Once you have tested the functionality, you can start exploring the performance of your code by different means:
- manual code inspection - identifying performance gotchas (tedious, requires skill)
- automatic code inspection -
Jet.jl
(probably not as powerful as in statically typed languages) - benchmarking - measuring variability in execution time, comparing with some baseline (only a statistic, non-specific)
- profiling - measuring the execution time at "each line of code" (no easy way to handle advanced parallelism, ...)
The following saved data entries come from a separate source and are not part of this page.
PR #6703, opened 2025-06-07
fix(schema): properly handle array defaults

### LINKED ISSUE #6688: Migrator: Array of embeddables not properly assigned default value
### Describe the bug

The title already describes it quite good. I am trying to set an empty array as default for an array of embeddables but the migrator does not create a proper SQL statement for that.

So the following entities:
```ts
@Embeddable()
export class Account {
  @Property()
  accountName: string;

  @Property()
  accountPassword: string;
}

@Entity()
export class User {
  @PrimaryKey()
  id: number;

  @Embedded({ array: true, default: [] })
  accounts: Account[] = [];
}
```

result in this migration:

```ts
override async up(): Promise<void> {
    this.addSql(`create table "user" ("id" serial primary key, "accounts" jsonb not null default );`);
}
```

Our current workaround is:

```ts
@Entity()
export class User {
  @PrimaryKey()
  id: number;

  @Embedded({ array: true, defaultRaw: "'[]'" })
  accounts: Account[] = [];
}
```

### Reproduction

https://github.com/NicklasKnell/reproduction/tree/array-default

@mikro-orm/postgresql

### MikroORM version

6.4.15

### Node.js version

22.9.0

### Operating system

Ubuntu

### Validations

Ruby184:
Fixes #6688. While testing across all databases, MySQL was failing with the following error:

```sql
DriverException: create table `a` (
  `id` int unsigned not null auto_increment primary key,
  `languages` text not null default 'en',
  `accounts` json not null default '[]',
  `items` text not null default ''
) default character set utf8mb4 engine = InnoDB;
- BLOB, TEXT, GEOMETRY or JSON column 'languages' can't have a default value
```
See: https://dev.mysql.com/doc/refman/9.0/en/data-type-defaults.html

> The [BLOB](https://dev.mysql.com/doc/refman/9.0/en/blob.html), [TEXT](https://dev.mysql.com/doc/refman/9.0/en/blob.html), GEOMETRY, and [JSON](https://dev.mysql.com/doc/refman/9.0/en/json.html) data types can be assigned a default value only if the value is written as an expression, even if the expression value is a literal

Fixed by wrapping the default value in an expression when the column type is one of the types mentioned above.

### DIFF
--- a/packages/core/src/metadata/MetadataDiscovery.ts
+++ b/packages/core/src/metadata/MetadataDiscovery.ts
@@ -1307,12 +1307,8 @@ export class MetadataDiscovery {
       return;
     }
 
-    if (Array.isArray(prop.default)) {
-      if (prop.customType instanceof ArrayType) {
-        val = prop.customType.convertToDatabaseValue(prop.default, this.platform)!;
-      } else if (prop.kind === ReferenceKind.EMBEDDED && prop.array) {
-        val = this.platform.convertJsonToDatabaseValue(prop.default) as string;
-      }
+    if (Array.isArray(prop.default) && prop.customType) {
+      val = prop.customType.convertToDatabaseValue(prop.default, this.platform)!;
     }
 
     prop.defaultRaw = typeof val === 'string' ? `'${val}'` : '' + val;
@@ -1368,6 +1364,10 @@ export class MetadataDiscovery {
     }
 
     if (prop.kind === ReferenceKind.SCALAR && !prop.customType && prop.columnTypes && ['json', 'jsonb'].includes(prop.columnTypes[0])) {
+      prop.customType = new JsonType();
+    }
+
+    if (prop.kind === ReferenceKind.EMBEDDED && !prop.customType && (prop.object || prop.array)) {
       prop.customType = new JsonType();
     }
 
--- a/packages/core/src/metadata/MetadataDiscovery.ts
+++ b/packages/core/src/metadata/MetadataDiscovery.ts
@@ -1307,8 +1307,12 @@ export class MetadataDiscovery {
       return;
     }
 
-    if (prop.customType instanceof ArrayType && Array.isArray(prop.default)) {
-      val = prop.customType.convertToDatabaseValue(prop.default, this.platform)!;
+    if (Array.isArray(prop.default)) {
+      if (prop.customType instanceof ArrayType) {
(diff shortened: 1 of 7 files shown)


packages/core/src/metadata/MetadataDiscovery.ts
```diff
@@ -1307,8 +1307,12 @@ export class MetadataDiscovery {
...
     }
 
-    if (prop.customType instanceof ArrayType && Array.isArray(prop.default)) {
-      val = prop.customType.convertToDatabaseValue(prop.default, this.platform)!;
+    if (Array.isArray(prop.default)) {
+      if (prop.customType instanceof ArrayType) {
+        val = prop.customType.convertToDatabaseValue(prop.default, this.platform)!;
+      } else if (prop.kind === ReferenceKind.EMBEDDED && prop.array) {
+        val = this.platform.convertJsonToDatabaseValue(prop.default) as string;
+      }
```
B4nan: so `prop.customType` is not set for the embedded array properties? maybe it would be a better fix to set it during the discovery (to the JSON type), but maybe it will break more things, in such case i would be fine with what you did

tests/issues/GH6688.test.ts
```diff
@@ -0,0 +1,65 @@
...
+  items: Opt<EnumItems[]> = [];
+
+}
+
+const options = {
+  'sqlite': { dbName: ':memory:' },
+  'better-sqlite': { dbName: ':memory:' },
+  'mysql': { dbName: 'default_array_values', port: 3308 },
+  'mariadb': { dbName: 'default_array_values', port: 3309 },
+  'postgresql': { dbName: 'default_array_values' },
```
B4nan, line 40: can you test mssql too please?

B4nan (changes requested):

packages/core/src/metadata/MetadataDiscovery.ts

- allocation tracking - similar to profiling but specifically looking at allocations (one sided statistic)
Checking type stability
Recall that type stable function is written in a way, that allows Julia's compiler to infer all the types of all the variables and produce an efficient native code implementation without the need of boxing some variables in a structure whose types is known only during runtime. Probably unbeknown to you we have already seen an example of type unstable function (at least in some situations) in the first lab, where we have defined the polynomial
function:
function polynomial(a, x)
accumulator = 0
for i in length(a):-1:1
accumulator += x^(i-1) * a[i] # ! 1-based indexing for arrays
end
return accumulator
end
The exact form of compiled code and also the type stability depends on the arguments of the function. Let's explore the following two examples of calling the function:
- Integer number valued arguments
a = [-19, 7, -4, 6]
x = 3
polynomial(a, x)
- Float number valued arguments
xf = 3.0
polynomial(a, xf)
The result they produce is the "same" numerically, however it differs in the output type. Though you have probably not noticed it, there should be a difference in runtime (assuming that you have run it once more after its compilation). It is probably a surprise to no one, that one of the methods that has been compiled is type unstable. This can be check with the @code_warntype
macro:
using InteractiveUtils #hide
@code_warntype polynomial(a, x) # type stable
@code_warntype polynomial(a, xf) # type unstable
We are getting a little ahead of ourselves in this lab, as understanding of these expressions is part of the future lecture. Anyway the output basically shows what the compiler thinks of each variable in the code, albeit for us in less readable form than the original code. The more red the color is of the type info the less sure the inferred type is. Our main focus should be on the return type of the function which is just at the start of the code with the keyword Body
. In the first case the return type is an Int64
, whereas in the second example the compiler is unsure whether the type is Float64
or Int64
, marked as the Union
type of the two. Fortunately for us this type instability can be fixed with a single line edit, but we will see later that it is not always the case.
Having a variable represented as Union
of multiple types in a functions is a lesser evil than having Any
, as we can at least enumerate statically the available options of functions to which to dynamically dispatch and in some cases there may be a low penalty.
Create a new function polynomial_stable
, which is type stable and measure the difference in evaluation time.
HINTS:
- Ask for help on the
one
andzero
keyword, which are often as a shorthand for these kind of functions. - run the function with the argument once before running
@time
or use@btime
if you haveBenchmarkTools
readily available in your environment - To see some measurable difference with this simple function, a longer vector of coefficients may be needed.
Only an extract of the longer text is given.